Hace bastante tiempo que se ha puesto en cuestión el sentido que tiene la educación para las y los uruguayos. No solamente por los estudiantes que no culminan los ciclos educativos, sino también por los docentes que no siempre logran conectarse con sus alumnos como esperaban o por las familias que quieren tener una mayor participación en la educación de sus hijos.
La experiencia escolar en muchos centros educativos parece estar pautada por la fugacidad y el desencuentro, en particular en la enseñanza media. Muchas personas corriendo de un lado a otro, de una clase a otra, entre cantidad de tareas y actividades, que vuelve difícil conocerse, conectar y construir comunidades que, por definición, surgen de vínculos interpersonales que se afianzan en el tiempo compartido.
Esta realidad es cada vez más frecuente no sólo en la educación. Según el sociólogo Hartmut Rosa, la experiencia cotidiana es la de la aceleración: realizamos las tareas cada vez más rápido, pero igual sentimos que tenemos menos tiempo disponible. Esto nos hace sentir mal, solos y desconectados de los demás y nos lleva a perder el sentido de lo que hacemos.

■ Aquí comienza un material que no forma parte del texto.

PR #26, opened 2026-04-23
Fix missing OAuth scope on authorization-code and refresh token exchanges

MTG-Thomas:
## Summary
This fixes delegated OAuth connections against Azure / Entra v2 token endpoints by forwarding configured scopes during authorization-code and refresh-token exchanges.

Today, Bifrost sends `scope` when building authorization URLs and for client-credentials token requests, but not when exchanging an auth code or refreshing an access token. For Azure v2 endpoints, that can fail with:

`AADSTS900144: The request body must contain the following parameter: 'scope'.`

## What changed
- Added optional `scopes` support to `OAuthProviderClient.exchange_code_for_token()`
- Added optional `scopes` support to `OAuthProviderClient.refresh_access_token()`
- Passed configured provider scopes from the OAuth callback path into the auth-code token exchange
- Passed configured provider scopes from the authorization-code refresh path into the shared refresh path
- Added regression coverage for scope forwarding in these flows

## Why this belongs upstream
This is a platform OAuth bug, not a workspace-specific integration quirk. Upstream already supports configured scopes for:
- authorization URL generation
- client-credentials token acquisition

This patch makes the authorization-code and refresh-token paths consistent with that model.

## Behavior notes
- `scope` is only included when scopes are configured
- client-credentials behavior is unchanged
- token storage and OAuth connection schemas are unchanged

## Test coverage
- unit tests for token exchange payload construction
- unit tests for refresh payload construction
- router-level verification that configured provider scopes are forwarded in the authorization-code refresh path
- router-level verification that configured provider scopes are forwarded in the OAuth callback path

## Validation
- `/home/thomas/mtg-bifrost/bifrost/.venv/bin/pytest tests/unit/services/test_oauth_provider.py tests/unit/routers/test_oauth_refresh.py -q -s`
- `24 passed in 3.43s`

## Follow-up note
A possible follow-up refinement is to have the authorization-code refresh path prefer stored token scopes over provider scopes if stricter grant preservation is desired.

### DIFF
--- a/api/src/routers/oauth_connections.py
+++ b/api/src/routers/oauth_connections.py
@@ -831,6 +831,7 @@ async def oauth_callback(
         client_id=provider.client_id,
         client_secret=client_secret,
         redirect_uri=redirect_uri,
+        scopes=" ".join(provider.scopes) if provider.scopes else None,
         audience=provider.audience,
     )
 
--- a/api/src/services/oauth_provider.py
+++ b/api/src/services/oauth_provider.py
@@ -125,6 +125,7 @@ class OAuthProviderClient:
         client_id: str,
         client_secret: str | None,
         redirect_uri: str,
+        scopes: str | None = None,
         audience: str | None = None,
     ) -> tuple[bool, dict]:
         """
@@ -159,6 +160,9 @@ class OAuthProviderClient:
         if audience:
             payload["audience"] = audience
 
+        if scopes:
+            payload["scope"] = scopes
+
         return await self._make_token_request(token_url, payload)
 
     async def refresh_access_token(
@@ -167,6 +171,7 @@ class OAuthProviderClient:
         refresh_token: str,
         client_id: str,
         client_secret: str | None,
+        scopes: str | None = None,
         audience: str | None = None,
     ) -> tuple[bool, dict]:
         """
@@ -196,6 +201,9 @@ class OAuthProviderClient:
 
         if audience:
             payload["audience"] = audience
+
+        if scopes:
+            payload["scope"] = scopes
 
         return await self._make_token_request(token_url, payload)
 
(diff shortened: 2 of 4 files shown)


MTG-Thomas:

Rosa también postula que el “remedio” a la aceleración es la resonancia como experiencia de conexión con los demás, con uno mismo y con el hacer.
Esto es particularmente importante en la educación por las profundas fibras que moviliza, mucho más que lo prescriptible en un currículum o un plan de centro. ¿Será posible, entonces, que la institución educativa actual sea resonante? ¿Qué desafíos enfrenta? Veamos algunos datos y perspectivas.
En relación con la experiencia docente, la idea del malestar, tan escuchada, mantiene su vigencia, dada la intensidad del trabajo, la multiplicación de tareas y las formas de organización laboral.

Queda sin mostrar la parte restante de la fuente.